Example Alert Response
When an outlier is detected, the alert condition validation will show a response like this:
Alert Condition: if there is an outlier. use z score
Alert Triggered! Your alert condition would trigger based on the sample data.
Execution Details:
- Alert Condition Evaluation: True (Alert would trigger)

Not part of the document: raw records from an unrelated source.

PR #319, opened 2022-07-11
Rename ParagraphBridge to CoreNoteFields and migrate common fields to it

nmn:
Create a new type for the common parts of Note and Editor


jgclark (approved):
I'm approving.

PR #322, opened 2022-07-17
Feat/templating add weekly for self-running templates (<THISWEEK> and <NEXTWEEK>)

dwertheimer:
The changes to add writing to a weekly note were a little more extensive than I thought, so I went ahead and made a PR so you could see the changes. Hope you can work with it. Lemme know.


dwertheimer:
I only edited one file: Templating.js
However, the new code calls some new weekly-note functions in @helpers/dateTime.js

PR #329, opened 2022-08-04
Potential fix for ignoring last line + more logs to be sure

dwertheimer:
Pls see discussion: https://discord.com/channels/763107030223290449/1004560263627944016/1004560265330835477

Pasted for posterity:

dwertheimer — Today at 6:23 PM
@jgclark Question for you. I have a "block" like this:
## [Events to Add to Calendar](noteplan://x-callback-url/runPlugin?pluginID=dwertheimer.EventAutomations&command=cevt%20-%20Create%20Events%20From%20Text&arg0=Events%20to%20Add%20to%20Calendar)
Pick up Pierce at 5pm
Take Anique to Wells Fargo/Cava at 3pm
Cancelled: Tennis with Tomer at 6pm

When I call getParagraphBlock(), I get all but the last line.
I looked at the code, and I see why.
  const endOfActiveSection = findEndOfActivePartOfNote(note)

In my case, note.paragraphs[endOfActiveSection].content is equal to the last paragraph in my block. 
So far so good.
But the for loop does this:
    for (let i = startLine + 1; i < endOfActiveSection; i++) {
Note the i < endOfActiveSection
Feels to me like this should be i <= 
That works for me, but I don't know if that will mess up other places you've been happily using this code. So I don't want to push the change.
Also there's another loop which maybe needs adjusting as well.
    // See if there are following indented lines to move as well
    for (let i = startLine + 1; i < endOfActiveSection; i++) {
Can you please have a look and see if you can address it without having some negative consequence for the way you use the code?

### DIFF
--- a/flow-typed/Noteplan.js
+++ b/flow-typed/Noteplan.js
@@ -212,7 +212,7 @@ declare interface TEditor extends CoreNoteFields {
   /**
    * Scrolls to and highlights the given range. If the paragraph is folded, it
    * will be unfolded.
-   * @param {RangeObject} range
+   * @param {Range} range
    */
   highlightByRange(range: Range): void;
   /**
--- a/helpers/NPParagraph.js
+++ b/helpers/NPParagraph.js
@@ -125,21 +125,26 @@ export async function replaceContentUnderHeading(
  * it will work as if the cursor is on the preceding heading line, and then using the same rules as above.
  * (This used to be called 'useExtendedBlockDefinition'.)
  * @author @jgclark
+ * @tests available in jest file
  *
  * @param {Array<TParagraph>} allParas - all selectedParas in the note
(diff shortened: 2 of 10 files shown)


jgclark (commented):
WIP for @dw test

dwertheimer (commented):
@jgclark I don't see any real code changes in this commit. Only a Flow update and a CHANGELOG update. Both are fine/great with me (assuming my PR changes worked for you in your plugins). You just mentioned that there is Filer code using this, but I don't see any changed plugin.json with new settings or anything.

jgclark:
Grrr.  VSC is telling me its committed in the branch, but it's only showing you the files that you changed.
This is why I've tended to avoid PRs.
I'll try again ...

PR #337, opened 2022-08-30
EventHelpers: Fix formatting of *|DATE|* to use the configured locale

akrabat:
In EventHelpers, `*|DATE|*` should be formatted using the locale set in config and if this is empty, then the operating system's locale.

PR #340, opened 2022-08-31
EventHelpers: Add new `includeAllDayEvents` parameter

akrabat:
In both `events()` and `matchingEvents()`, support a new `includeAllDayEvents` boolean parameter to allow disabling the display of all day events by setting to `false`. Default is `true`.

Note that I expect this PR to be merged after #337 as it is branched off that PR's branch.


jgclark:
The only think I've spotted is that the version number (plugin.json) is different from what you put in the CHANGELOG. But I'll fix it.

jgclark (approved):

PR #343, opened 2022-09-07
adding DataStore.settings['_logLevel'] = 'none' to reduce noise

dwertheimer:
@jgclark There was way to much console logging going on in the testing, so I added this line to most of the offending test files so that you could change that setting when you really want to see during the tests, but otherwise, the terminal won't be cluttered with logs when just running tests. I made this as a PR so you can look and make sure it won't mess up anything you are working on. Please let me know.


jgclark (approved):
Ok ...

PR #350, opened 2022-10-24
Fix errors oct 2022

nmn:
Fixes errors so I can then update Flow.


jgclark (approved):
I've not checked every change in my files, as most of the changes appear to be simply 'prettifying'.

np.Templating/src/Templating.js
```diff
@@ -561,9 +562,10 @@ export async function templateWOTD(): Promise<void> {
       },
     }
 
-    const result = await fetch(url, options)
+    const json: mixed = await fetch(url, options).then((res) => res.json())
```
dwertheimer, line 565: @nmn This was one of the few substantial (not just Flow/checks) changes I saw you make. This one does not work. res.json() does not exist in the promise that is returned by NP. The result of NP's fetch is actually a Promise<string>. For example:

```
response :: {"word":"wood ipecac","pronunciation":{"all":"wʊd_'ɪpə,kæk"}}
```

dwertheimer (changes requested):

PR #378, opened 2022-12-20
jgclark.Reviews: Fixing folder of project completion

debone:
The plugin was not respecting the configured folder and not registering the projects completions if you had changed it.


jgclark (approved):
Thanks for spotting and fixing this, @debone

jgclark:
I'm quite a long way into preparing a next release of this plugin, improving some other things. But I can't do that until I'm through with my Christmas work. So don't be surprised if it takes a week to appear.

PR #384, opened 2023-01-04
Frontmatter: Improve colon quotting

aaronpoweruser:
- Quote titles
- Check if the string ends in a colon


dwertheimer:
nice catch @aaronpoweruser. thank you.

PR #398, opened 2023-01-24
Improve quoting behavior

aaronpoweruser:


dwertheimer:
Thx as always @aaronpoweruser! Question for you...do you think we need to whitespace `trim()` the content before those checks? Because it occurs to me that if you sent it a string like `"is not quoted" ` with an accidental space a the end, it would fail the quoted test as written. I'm not looking at the code so maybe the value is trimmed before hitting this function. I'm going to merge, but see what you think. Thanks as always for the improvements.

PR #399, opened 2023-01-25
Fix super minor documentation error

yatil:
In the last line of the birthday example, `{^0d}` is used which would calculate from the date before, which is the posting date for the package. But I assume you don’t want to call on that date, but on the actual birthday date. Hence, removing the `^` character.


jgclark:
Thanks for spotting this, @yatil!

PR #49, opened 2020-10-22
add delegator refund at end staking auction

joshuahannan:
I forgot to include refunding delegators if their node operator isn't included in the next epoch, so I added the refund and added tests for it


robmyers (approved):
Looks good!

I'm starting to look at loops with an eye for when gas fees are enabled and if they go up, but that's not relevant here yet.

psiemens (commented):
Sorry, didn't get this in before merge, but LGTM

PR #50, opened 2020-10-28
Transaction template manifest file

psiemens:
Apologies for not opening this PR sooner -- I cleaned up the transaction templates and created a JSON manifest file to use when putting these templates into the Ledger app.

I didn't change any of the transaction logic, just adjusted the style based on previous feedback (e.g. use `account` rather than `acct`). 

The `templates/manifest` package now contains a script that generates a portable JSON manifest file that acts as a single source of truth for all templates. This manifest is now being used by both the Ledger app and JS SDK, neither of which has the luxury of importing the Go packages directly.

The current configuration creates separate manifest files for testnet and mainnet:
- `manifest.testnet.json`
- `manifest.mainnet.json`


joshuahannan (approved):
This all looks good! We need to figure out how to generalize this to all the other contract repos. Maybe to pull out some of the generic stuff to generate the manifest and templates into their own repo so we can make a general API for this for and language

psiemens:
> Maybe to pull out some of the generic stuff to generate the manifest and templates into their own repo so we can make a general API for this for and language

@joshuahannan Yes! Something like that would be great. Thanks for the review :)

PR #53, opened 2020-10-30
Changes rewards calculation and test

joshuahannan:
* Changes the rewards calculation per user to (total rewards) * (amount staked by the user / total staked by all stakers)


robmyers (approved):
This is also looking good.

I've some thoughts about handling node types more generally but that's out of scope here and is probably over-generalizing things anyway. :-)

contracts/FlowIDTableStaking.cdc
```diff
@@ -719,7 +719,7 @@ pub contract FlowIDTableStaking {
                 if nodeRecord.tokensStaked.balance == 0.0 { continue }
 
                 /// Calculate the amount of tokens that this node operator receives
-                let rewardAmount = rewardsForNodeTypes[nodeRecord.role]! * (nodeRecord.tokensStaked.balance / FlowIDTableStaking.totalTokensStakedByNodeType[nodeRecord.role]!)
+                let rewardAmount = FlowIDTableStaking.epochTokenPayout * (nodeRecord.tokensStaked.balance / totalStaked)
```
psiemens, line 722: `nodeRecord.tokensStaked.balance` does _not_ include any delegated tokens, right?

psiemens (approved):

contracts/FlowIDTableStaking.cdc
joshuahannan: Yes, that is correct. 👌

PR #54, opened 2020-11-03
renamed transactions

joshuahannan:
Renamed all the staking transactions and scripts that didn't follow our existing naming conventions
Reorganized the idTableStaking templates file to make sure the different users had their own sections


psiemens (approved):
LGTM 👍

- Code Execution Status: Successful
Matching Records (1 row):
| department | emp_id | joining_date | name | salary |
|---|---|---|---|---|
| Engineering | 21 | 2025-05-22T00:00:00 | Jhonny English | 0 |
This means the sentinel has detected an employee (Jhonny English) whose salary is a statistical outlier based on the z-score calculation.
What is a Z-Score?
A z-score measures how many standard deviations a value is from the mean. In salary outlier detection:
- z = (salary - mean_salary) / stddev_salary
- A salary is considered an outlier if its z-score is above a certain threshold (commonly |z| > 2 or 3).
DeepDQ will automatically calculate the mean and standard deviation for the salary column and flag any records that are statistical outliers.
Step 3: Save and Monitor
- Click Save Changes to create the sentinel.

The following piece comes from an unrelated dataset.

PR #55, opened 2020-11-03
Epoch Cluster Quorum Certificate Aggregator Contract

jordanschalm:
This PR adds a draft for the Cluster Quorum Certificate Aggregator contract, as well as a Cadence definition for `EpochSetup` and `EpochCommitted` service events. The goal is to hammer out the structure and organization of this contract enough to solidify an interface that clients of the contract will use. A subsequent issue (https://github.com/dapperlabs/flow-go/issues/4529) captures complete implementation and testing.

- The sentinel will run on the defined schedule and alert you if any salary outliers are detected.
Customizing the Alert Condition with Z-Score Thresholds
You can write natural language alert conditions to specify different z-score thresholds for outlier detection. Here are some examples:
-
Default (|z| > 3):
if there is an outlier. use z score (|z| > 3)Only records with a z-score above 3 or below -3 are flagged as outliers (very strict, only extreme outliers).
-
More sensitive (|z| > 2):
if there is an outlier. use z score (|z| > 2)Records with a z-score above 2 or below -2 will be flagged (less strict, more outliers detected).
-
One-sided (z > 2.5):
if there is an outlier. use z score (z > 2.5)Only records with a z-score greater than 2.5 (high outliers) will be flagged.
What happens:
- The sentinel will use your specified threshold to determine which records are considered outliers.
- Lowering the threshold (e.g., |z| > 2) will make the alert more sensitive and may result in more alerts.

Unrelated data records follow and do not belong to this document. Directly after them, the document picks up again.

PR #61, opened 2020-11-17
First draft of the cluster QC smart contract

joshuahannan:


contracts/FlowIDTableStaking.cdc
```diff
@@ -626,6 +657,51 @@ pub contract FlowIDTableStaking {
     /// and pay rewards to nodes at the end of an epoch
     pub resource Admin {
 
+        /// Any node can call this function to register a new Node
```
jordanschalm, line 660: Is this comment still accurate if this is in the `Admin` now?

contracts/epochs/EpochClusterQCs.cdc
```diff
@@ -0,0 +1,201 @@
...
+    }
+
+    // Vote represents a vote from one collection node. It simply contains a string with an
+    // encoded representation of the vote. Votes are aggregated to build quorum certificates;
+    // eventually we may want to do the aggregation and validate votes within the smart
+    // contract, but in the meantime the vote contents are opaque here.
+    pub struct Vote {
+        pub var nodeID: String
+        pub(set) var raw: String?
+        pub(set) var clusterIndex: UInt16
```
jordanschalm, line 70: I don't think this should be settable after instantiation. The `Voter` shouldn't be able to submit votes for a cluster they aren't a part of.

contracts/epochs/EpochClusterQCs.cdc
```diff
@@ -0,0 +1,201 @@
...
+    // ================================================================================
+
+    // Indicates whether votes are currently being collected.
+    // If false, no node operator will be able to submit votes
+    pub var inProgress: Bool
+
+    // The collection node clusters for the current epoch
+    access(account) var clusters: [Cluster]
+
+    // Votes that nodes claim at the beginning of each EpochSetup phase
```
jordanschalm, line 20: Could add a note here that this is node IDs as the keys in the mapping

contracts/epochs/EpochClusterQCs.cdc
```diff
@@ -0,0 +1,201 @@
...
+        // Returns whether this voter has successfully submitted a vote for this epoch.
+        pub fun voted(): Bool {
+            if EpochClusterQCs.generatedVotes[self.nodeID] == nil {
+                return true
+            } else {
+                return false
+            }
+        }
+
+        // Submits the given vote. Can be called only once.
```
jordanschalm, line 100:
```suggestion
        // Submits the given vote. Can be called only once per epoch.
```

contracts/epochs/EpochClusterQCs.cdc
```diff
@@ -0,0 +1,201 @@
...
+    }
+
+    // The Voter resource is generated for each collection node after they register.
+    // Each resource instance is good for all future potential epochs, but will
+    // only be valid if the node operator has been confirmed as a collector node for the next epoch.
+    pub resource Voter {
+
+        pub let nodeID: String
+
+        pub var currentVote: Vote?
```
jordanschalm, line 89: Doesn't seem like this field is used

contracts/epochs/EpochClusterQCs.cdc
```diff
@@ -0,0 +1,201 @@
...
+        pub let index: UInt16
+
+        pub fun size(): UInt16 {
+            return UInt16(self.nodeIDs.length) 
+        }
+
+        // Returns the minimum number of votes required in order to be able to generate a
+        // valid quorum certificate for this cluster.
+        pub fun voteThreshold(): UInt16 {
+            return self.size() * UInt16(2) / UInt16(3) + UInt16(1)
```
jordanschalm, line 54: Just a note to what alex wrote up on the precise way to do this and a link to the Go implementation, I forgot to add a TODO: https://www.notion.so/dapperlabs/Epoch-Smart-Contract-Construct-Cluster-QCs-b15a31ee48da4bee93295fe61d853cad#35f63e685c6741c5938b60b3e0257e8c

contracts/epochs/EpochClusterQCs.cdc
```diff
@@ -0,0 +1,201 @@
...
+    // The collection node clusters for the current epoch
+    access(account) var clusters: [Cluster]
+
+    // Votes that nodes claim at the beginning of each EpochSetup phase
+    access(account) var generatedVotes: {String: Vote}
+
+    // Votes submitted per cluster
+    access(account) var votesByCluster: {UInt16: [Vote]}
+
+    // Indicates if a voter resource has already been claimed by a node ID
```
jordanschalm, line 26: Adding a note that this design requires certain properties be true of node IDs, which aren't currently enforced. Need to document and enforce these on the protocol side and ideally have node IDs assigned by the smart contract during the staking process. 

I think we should aim for these properties:
* a node has the same node ID for the duration of their continual participation in the network (until they complete the un-staking process)
* node IDs are never re-used

jordanschalm (commented):
Looking good!

contracts/FlowIDTableStaking.cdc
joshuahannan: Nope, I'll change it

contracts/epochs/EpochClusterQCs.cdc
joshuahannan: yes, you're right. It should be a constant

contracts/epochs/EpochClusterQCs.cdc
joshuahannan: These are currently enforced by the identity table smart contract. 👍

joshuahannan:
Created an epoch feature branch and a new pull request with these changes https://github.com/onflow/flow-core-contracts/pull/66

closing this one

PR #62, opened 2020-11-19
Fix and test access node bugs

joshuahannan:
* Made it so access nodes don't receive any rewards
* Made it so access nodes can't be delegated to
* Made it so staked tokens have to be greater than zero in order to be considered a staked node, instead of greater than the minimum. The contract was mistakenly saying access nodes are currently staked, because their minimum is `0.0`


contracts/FlowIDTableStaking.cdc
```diff
@@ -924,7 +929,9 @@ pub contract FlowIDTableStaking {
         for nodeID in FlowIDTableStaking.getNodeIDs() {
             let nodeRecord = FlowIDTableStaking.borrowNodeRecord(nodeID)
 
-            if nodeRecord.tokensStaked.balance >= self.minimumStakeRequired[nodeRecord.role]!  {
+            // Access nodes do not have a minimum, so this makes sure they are included when they are staked,
+            // but not if they are equal to their minimum, which is zero
+            if nodeRecord.tokensStaked.balance > 0.0 {
```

- Raising the threshold (e.g., |z| > 4) will make the alert less sensitive and only flag extreme outliers.
Tips
- Adjust the SQL query to filter by department, date, or other criteria as needed.
- You can customize the alert condition for more advanced logic (e.g., only flag outliers for recent hires).
- Review the validation results to ensure your alert condition works as expected.